BEGIN Exercise materials
PR #5910, opened 2023-12-12
Nextion upload TFT with a different baud rate

edwardtfn:
Attention: This have a dependance to #5909 which only supports ESP32 `arduino` and `esp-idf`. Waiting for that PR to be merged before we can run checks for this one, otherwise it will fail.

This enables the use of Nextion capability to upload TFT with a different baud rate than the used in the normal communication, which allows faster transfers with a higher baud rate or, in case of failures on the transfer, a lower baud rate could be used to reduce chances of errors (https://esphome.io/components/display/nextion.html#uploading-a-tft-file).
The baud rate won't change (current baud rate will be used) when not explicitly selected by the code. 

## Types of changes

- [ ] Other

## Test Environment

- [X] ESP32
- [Pending] ESP32 IDF
- [ ] ESP8266
- [ ] RP2040
- [ ] BK72xx
- [ ] RTL87xx

```yaml
api:
  services:
    - service: update_nextion
      then:
        - lambda: 'id(nextion1)->upload_tft(9600);'
```

## Checklist:


edwardtfn:
I'm closing this as it is not stable on my tests.
As uart can be reset now, we can still change the communication baud rate before calling a TFT upload with similar results.
In the future I might come back to this.

PR #5915, opened 2023-12-12
Fix crash when handling pin_check error

clydebarrow:

The recently added check for multiple pin used threw an unhandled exception in certain cases when handling an error.
This turned out to be due to some incorrect code added back in 2021 - the `path` property of a `vol.Invalid` is read-only. Fixed here.

## Types of changes

- [ ] Other

## Test Environment

- [ ] ESP32
- [ ] ESP32 IDF
- [ ] ESP8266
- [ ] RP2040
- [ ] BK72xx
- [ ] RTL87xx

## Checklist:


clydebarrow:
Turns out this was actually triggered by a change in voluptuous:

```
Breaking change: Invalid.path and Invalid.error_message are no longer writable (properties).
```

jesserockz (approved):

PR #5921, opened 2023-12-13
Fix the initial run of lambda light effects

smithjacobj:
The timer used for `millis()` is a monotonic timer based on the last start time of the device. If, for some reason, you pick a long `update_interval` and try to apply it as soon as you start the device, nothing happens because the device hasn't been on for longer than the `update_interval`

Why would you want a long `update_interval`? Data-over-power lights tend to flicker with updates, so maybe you have a slower or static effect you want to apply immediately but run slowly.

Lambda light effects now apply immediately, regardless of `update_interval` or `millis()` uptime.

## Types of changes

- [ ] Other

**Pull request in [esphome-docs](https://github.com/esphome/esphome-docs) with documentation (if applicable): N/A

## Test Environment

- [ ] ESP32
- [x] ESP32 IDF
- [ ] ESP8266
- [ ] RP2040
- [ ] BK72xx
- [ ] RTL87xx

```yaml
light:
  - ...
    effects:
      - addressable_lambda:
          name: Candy Cane
          update_interval: 1h
          lambda: |-
            for (int i = 0; i < it.size(); i++) {
              if (i & 1) {
                it[i] = Color(255, 0, 0);
              } else {
                it[i] = Color(255, 255, 255);
              }
            }
```

## Checklist:

### DIFF
--- a/esphome/components/light/addressable_light_effect.h
+++ b/esphome/components/light/addressable_light_effect.h
@@ -57,7 +57,7 @@ class AddressableLambdaLightEffect : public AddressableLightEffect {
   void start() override { this->initial_run_ = true; }
   void apply(AddressableLight &it, const Color &current_color) override {
     const uint32_t now = millis();
-    if (now - this->last_run_ >= this->update_interval_) {
+    if (now - this->last_run_ >= this->update_interval_ || this->initial_run_) {
       this->last_run_ = now;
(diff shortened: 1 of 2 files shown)


kroimon (approved):
Untested, but looks like a good bug fix to me 👍

kbx81 (approved):

PR #5924, opened 2023-12-14
Add ability to lock to set mode

ysmilda:

It allows locking the read out of the HLW8012 component to a single mode (e.g current or voltage). This is useful when you're not interested in one of the two values and want to continuously read back the other.

This allows the `change_mode_every` parameter to be set to `"never"` which locks the mode to the set `initial_mode`.

## Types of changes

- [ ] Other

**Pull request in [esphome-docs](https://github.com/esphome/esphome-docs) with documentation (if applicable):** https://github.com/esphome/esphome-docs/pull/3473

## Test Environment

- [ ] ESP32
- [ ] ESP32 IDF
- [ ] ESP8266
- [ ] RP2040
- [x] BK72xx
- [ ] RTL87xx

With the below config the `mode` will be locked to `VOLTAGE`.

```yaml
# Example config.yaml
  - platform: hlw8012
    change_mode_every: "never"
    initial_mode: VOLTAGE
```

## Checklist:

### DIFF
--- a/tests/test1.yaml
+++ b/tests/test1.yaml
@@ -794,7 +794,7 @@ sensor:
     update_interval: 15s
     current_resistor: 0.001 ohm
     voltage_divider: 2351
-    change_mode_every: 16
+    change_mode_every: "never"
     initial_mode: VOLTAGE
     model: hlw8012
   - platform: total_daily_energy
--- a/esphome/components/hlw8012/hlw8012.cpp
+++ b/esphome/components/hlw8012/hlw8012.cpp
@@ -96,7 +96,7 @@ void HLW8012Component::update() {
     this->energy_sensor_->publish_state(energy);
   }
 
-  if (this->change_mode_at_++ == this->change_mode_every_) {
+  if (this->change_mode_every_ != 0 && this->change_mode_at_++ == this->change_mode_every_) {
     this->current_mode_ = !this->current_mode_;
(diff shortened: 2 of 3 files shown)


jesserockz (changes requested):
This would be better to change `change_every` to allow `never` similar to `update_interval`s do

ysmilda:
I like that proposal, but I'm not sure how to implement that. The `update_interval`s take a time string, this is than checked to be `never` or parsed to an `uint32_t` in milliseconds. The `change_every` already takes an `uint32_t` and changing that to a `string` would break everyone's config. 

Ideally `change_every` would take either a `string` or an `int` but I'm unsure how that could be implemented.

jesserockz:
You can use something like `cv.Any(..., "never")` to allow the current time and the hardcoded string never. And then convert never into `0` and check for 0 in the cpp code since the minimum is currently 1

ysmilda:
Thanks for the insight, I've changed `change_every` to accept `"never"` and that locks the mode to the one set in `initial_mode`.

tests/test1.yaml
jesserockz, line 1: While it is better in the end, please undo the unrelated YAML changes here.

ysmilda: I've undone the changes, formatting on save is a blessing and a curse.

kroimon (approved):
LGTM

tests/test1.yaml
jesserockz: It is yes. Feel free to make a PR dedicated to just formatting the YAML files though =)

jesserockz (approved):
END Exercise materials
Every line in the material above that has the word "jesserockz" should be copied.

jesserockz (approved):
jesserockz (changes requested):
jesserockz:
jesserockz, line 1: While it is better in the end, please undo the unrelated YAML changes here.
jesserockz: It is yes. Feel free to make a PR dedicated to just formatting the YAML files though =)
jesserockz (approved):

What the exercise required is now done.